The Art of SQL Server Database Administration, Development, and Career Skills for the Technically Minded
Whether you can admit it to yourself or not, data without relation or context is pointless. Let’s say I have a database with 14 TB of integers between 0 and 100, with the occasional outlier of numbers as high as 206. Question for you, is the number 80 good? Is it bad? Am I happy when I find it more often, or less often. If my average number of values was greater or less than 80, do people live happier, healthier lives?
If those numbers come in faster and faster and change more often than they used to, I suddenly have BIG DATA but does labeling it that suddenly give you any clue as to whether or not 80 is desirable?
I’m a relational guy by nature, I am interested in what purpose my data serves. Conversely, I really HATE the fact that buzzwords have no relation to solutions.
That’s like you saying my database above, with no more context than I’ve given you, should always have numbers less than 40.
At least BIG DATA, another buzzword of our time, has some contextual relation to the four Vs (volume, variety, velocity, and veracity). It’s still a buzzword, but at least it provides some meaningful context if you remember what it meant back before the marketing people got a hold of it.
The NoSQL movement really irks me, not because I don’t think databases like MemcacheDB or DocumentDB or Riak are pointless. I actually think they have a very critical place in data storage and make an extremely strong argument for usage – IN SPECIFIC USE CASES.
My problem with the NoSQL movement, as I finally clued into reading a Steve Jones post this morning, is that the entire movement has very little context or relation. Up until now it’s been driven completely by people who have a hard time conceptualizing joins and feeling like this label means they don’t have to anymore.

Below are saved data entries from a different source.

PR #208, opened 2018-10-29
fix(queues): fix the serialized format of outgoing notifications

philbooth:
The `bounced_recipients` property of the outgoing notification structure was missing a serde `rename` attribute. That problem went undetected because we had no test coverage for the outgoing structure, which was a pretty large hole in our coverage. This change fixes the issue and adds some serialization assertions.

@mozilla/fxa-devs r?


philbooth:
(also, as per the discussion in retro, I'm happy to go through this in Vidyo if it's helpful for potential reviewers)

PR #209, opened 2018-10-29
chore(deps): update versions of Rust, Rocket and Rusoto

### LINKED ISSUE #207: Update deps and Rust version
We've been pinned to nightly-2018-08-06 for ages, because of some deps that we have pinned to git hashes that won't build with more recent versions. We should check whether the commits we pinned for have now been released more generally and then update to a more recent Rust version if so.

philbooth:
Fixes #207.

We've been pinned to an ancient version of Rust for a while and I really wanted to get us updated before cutting train 124 (which is hopefully going to see some traffic). Updating Rust required updating Rocket and Rusoto, so that's done here too. Initially I wanted to do a full `cargo update` but the build fails if you do that because of rust-lang/rust#55376. As soon as that's resolved, we should update the other deps too.

Most of the code changes here are because `cargo fmt`. There's also a couple of knock-on code changes from the Rocket update (the disappearance of `rocket_contrib::JsonValue` and the disappearance of `rocket::LoggingLevel::Off`).

Because there's a bit going on, I've kept everything as separate commits. If we want to review them separately I'm happy to break this into multiple PRs. Also, as discussed in retro recently, if you want to join me in Vidyo so I can take you through the changes in more detail, I am more than happy to do that.

@mozilla/fxa-devs r?


src/bin/service.rs
```diff
@@ -58,7 +51,7 @@ fn main() {
     let config = settings
         .build_rocket_config()
         .expect("Error creating rocket config");
-    rocket::custom(config)
+    rocket::custom(config, settings.log.level.0.as_str() != "off")
```
rfk: Is the `.0` here going to conflict with you other PR where you remove the use of this `.0` style?

src/lib.rs
```diff
@@ -24,7 +24,6 @@
 //! [send]: ../fxa_email_send/index.html
 //! [queues]: ../fxa_email_queues/index.html
 
-#![feature(assoc_unix_epoch)]
```
rfk: What's this one from?

Issue #216, opened 2018-10-31
Convert string settings types to enums where possible


philbooth:
The following types all have a limited set of values and should probably modelled as enums rather than strings:

* [ ] ~~`settings::AwsRegion`~~
* [x] `settings::DefaultProvider`
* [x] `settings::Env`
* [x] `settings::LoggingLevel`
* [x] `settings::LoggingFormat`

philbooth:
> `settings::DefaultProvider`

Ref: #218

vladikoff:
from mtg: @philbooth still 126?

philbooth:
> * [ ] `settings::AwsRegion`

Correction, let's just use [`rusoto_core::Region`](https://rusoto.github.io/rusoto/rusoto_core/region/enum.Region.html) for that one instead.

PR #218, opened 2018-10-31
feat(settings): extract provider type to a fully-fledged enum

philbooth:
Related to #216.

The provider type was modelled as a newtype struct around a `String` but there's a finite number of values, so really it should be an enum. This wasn't too pressing until now but will shortly come in useful for the configuration stuff, which needs a provider type too.

@mozilla/fxa-devs r?

### DIFF
--- a/src/settings/mod.rs
+++ b/src/settings/mod.rs
@@ -21,7 +21,9 @@ use rocket::config::{
 use serde::de::{Deserialize, Deserializer, Error, Unexpected};
 
 use logging::MozlogLogger;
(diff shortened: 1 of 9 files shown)


src/settings/mod.rs
```diff
@@ -67,8 +69,6 @@ deserialize_and_validate! {
     (AwsSecret, aws_secret, "AWS secret key"),
```
vbudhram: You mentioned some follow up work here to expose these as enums. Should we make a bug to track that?

philbooth: Way ahead of you: #216 :smile:

PR #228, opened 2018-11-07
fix(email): fix sentry errors in prod

### LINKED ISSUE #220: Sentry errors in SesProvider::send
Our first Sentry error for this repo! :tada:

https://sentry.prod.mozaws.net/operations/email-service/issues/4900545/?environment=release

Backtrace:

```
    <unknown>0x55f030cf6792<backtrace::capture::Backtrace as core::default::Default>::default
    Called from: backtracebacktrace::capture::Backtrace::new
    <unknown>0x55f0307f8c37<std::thread::local::LocalKey<T>>::with
    Called from: sentrysentry::hub::Hub::with_active
    <unknown>0x55f030dfa265rust_begin_unwind panicking.rs:325
    Called from: corecore::panicking::panic_fmt panicking.rs:77
    <unknown>0x55f030e485d6<core::result::Result<T, E>>::expect result.rs:809
    Called from: allocalloc::fmt::format fmt.rs:570
    <unknown>0x55f0306f9cee<fxa_email_service::providers::ses::SesProvider as fxa_email_service::providers::Provider>::send
    fxa_email_service0x55f0306dcd00fxa_email_service::providers::Providers::send
    fxa_email_service0x55f03075d60bfxa_email_service::send::handler
    fxa_email_service0x55f03075d0e9fxa_email_service::send::rocket_route_fn_handler
    rocket0x55f030b40b50rocket::rocket::Rocket::route_and_process
    <unknown>0x55f030b3ec88<rocket::rocket::Rocket as hyper::server::Handler>::handle
    <unknown>0x55f030b2e90a<hyper::server::Worker<H>>::handle_connection
    hyper0x55f030b45fa7hyper::server::listener::spawn_with::{{closure}}
    Called from: stdstd::sys_common::backtrace::__rust_begin_short_backtrace
    <unknown>0x55f030b1d8d2<F as alloc::boxed::FnBox<A>>::call_box
    <unknown>0x55f030dfc48a<alloc::boxed::Box<(dyn alloc::boxed::FnBox<A, Output=R> + 'a)> as core::ops::function::FnOnce<A>>::call_once boxed.rs:652
    Called from: stdstd::sys_common::thread::start_thread thread.rs:24
    <unknown>0x7fa09b6bb493start_thread
    <unknown>0x7fa09b1e6ace__clone
    <unknown>0x000000000000<unknown> 
```

philbooth:
Fixes #220 (maybe, hopefully).

There are actually three changes in here:

* In 85ffe3e, I update the `emailmessage` dependency. I don't *think* this impacts either Sentry error but after I opened an issue there was a flurry of activity in the repo, so I opted to include those changes.

  Note that the API changed fairly significantly, so most of the diff comes from this commit. Perhaps most importantly, we lost the ability to serialize arbitrary headers because of the interface provided between the `Header` trait and the `Raw` struct. The only way I could see to make it work was to implement `Header` ourselves for each header value that we expect, hence the new module in `src/types/headers`.

* In 5966d62, I elminated the `format!` invocations in the SES provider. Again I don't *think* this fixes the root cause, but one of the panics was occurring inside a `format!` so I did it anyway because I couldn't repro said panic locally.

* In 5d03a48, I finally fix what I *think* is the root cause of both errors, which is that we were sending 8-bit encoded MIME data to SES, whereas the [docs](https://docs.aws.amazon.com/ses/latest/DeveloperGuide/send-email-raw.html#send-email-mime-encoding-body) suggest that we should only send quoted-printable or base-64:

  > #### Message Body
  >
  > To encode the body of a message, you can use quoted-printable encoding or base64 encoding.

   I think that's where the `parsed HTTP message from remote is incomplete` error stems from.

  For the panic, although I couldn't reproduce it locally, I did see strange behaviour where the 8-bit encoded message sometimes caused the process to hang when I tried to serialize it to a string. I think that may be a different manifestation of the same problem.

  The `emailmessage` crate docs aren't *massively* detailed and the [RFC](https://tools.ietf.org/html/rfc6152) text is pretty dense so it's likely our expectations about the 8-bit encoding type were wrong in some way. But whatever, it seems academic now because SES doesn't want us to use 8-bit encoding and base-64 encoding makes my hang go away, so let's just use it and see where it gets us.

Opened against `train-124` so that we can tag a patch release and see what effect it has. Also because that may help us get the OKR back on track, if we're able to start sending some traffic through the email service without waiting for train 125 to roll out.

@mozilla/fxa-devs r?


src/providers/test.rs
```diff
@@ -71,9 +72,9 @@ fn build_mime_with_custom_headers() {
     assert_eq!("To: b@b.com", &message[1]);
     assert_eq!("Subject: subject", &message[2]);
     assert_eq!("MIME-Version: 1.0", &message[3]);
-    assert_eq!("x-foo: bar", &message[4]);
+    assert_eq!("X-Device-Id: baz", &message[4]);
```
vladikoff: @philbooth this new test update for header capital case, could this break some other tests where we have something like `header['x-link']` instead of `X-Link`

src/providers/mod.rs
```diff
@@ -27,57 +30,73 @@ mod test;
...
+        );
     }
 
-    Ok(message.with_body(MultiPart::mixed().with_multipart(body)))
+    Ok(message.mime_body(MultiPart::mixed().multipart(body)))
+}
+
+fn set_custom_header(message: MessageBuilder, name: &str, value: &str) -> MessageBuilder {
+    let lowercase_name = name.to_lowercase();
+    match lowercase_name.as_str() {
```
vladikoff: 👍

Cargo.toml
```diff
@@ -15,11 +15,12 @@ path = "src/bin/queues.rs"
 base64 = ">=0.6.0"
 chrono = { version = ">=0.4.2", features = [ "serde" ] }
 config = ">=0.9.1"
-emailmessage = ">=0.1.0"
+emailmessage = ">=0.2.0"
```
vladikoff: 👍

src/providers/test.rs
vladikoff: ok sounds good, there might be other external tests that might be affected (fxa pom), we just need to remember that this was the change.

PR #230, opened 2018-11-07
chore(logging): updates for sentry

### LINKED ISSUE #222: Include debug symbols for more detailed Sentry errors
Noticed [this](https://blog.sentry.io/2018/05/01/sentry-for-rust):

> Errors will contain as much information as possible at event submission, so the most important step is to make sure to ship your debug information in the executable. Experimental support for server side symbolication is also provided if you upload debug symbols.

Currently we're not including debug symbols in the release build. We can do that by setting `debug = true` in the `[profile.release]` section of Cargo.toml.

philbooth:
Fixes #222.

* In 4636112, I update the Sentry dependency to the latest version.

* In bfeb745, I move the point at which we capture errors for Sentry, so that we now catch every error rather than just those which are logged.

* In 5faef07, I turn on debug symbols in the release build, so that Sentry errors contain richer information.

@mozilla/fxa-devs r?


Cargo.toml
```diff
@@ -11,6 +11,10 @@ path = "src/bin/service.rs"
 name = "fxa_email_queues"
 path = "src/bin/queues.rs"
 
+[profile.release]
+# Include debug symbols to make Sentry errors richer
+debug = true
```
vladikoff: nice! I thought it said this auto 👍

philbooth:
> In 5faef07, I turn on debug symbols in the release build, so that Sentry errors contain richer information.

Just noting that this had the desired effect, we now get line numbers in the stack traces.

Saying I am a proponent of NoSQL is literally saying, I prefer storing my data in anyway possible that doesn’t require me to have to use the SQL language to query it. Beyond that, I don’t really care how it’s stored. Or, in short, I am someone who shouldn’t be trusted with your data. It’s like answering the question, “what would you like to drink?”, with the answer, “I don’t like milk”. Awesome, here is a big glass of cough syrup, enjoy!
If you were choosing a database it would go something like this:
-- first, what are my choices? SELECT Category FROM DatabaseCategory; /* results could include any of the following: Key Value Tuple Store Object Tabular Document Store Wide Column Store Graph Multi-Value Relational Multi-Model */ -- just kidding, I don't actually care, as long as it's NoSQL SELECT TOP 1 DatabaseName FROM DatabaseList WHERE CatKey NOT IN ( SELECT CatKey FROM DatabaseCategory WHERE [Type] = 'Relational' );
Next time someone asks you how data should be stored, provide them an opportunity to define context and relation before making a decision.
It might look something more like this:
/* Our application is going to use small schema on demand in the form of JSON, but it's critical that we maintain ACID compliance due to nature of decisions those documents drive */ SELECT DatabaseName FROM DatabaseList DL INNER JOIN DatabaseCategory DC ON DL.CatKey = DC.CatKey WHERE ACIDCompliant = 1 AND Category = 'Document';
I may still have some choices to make but at least I have relational context between my solution and my problem.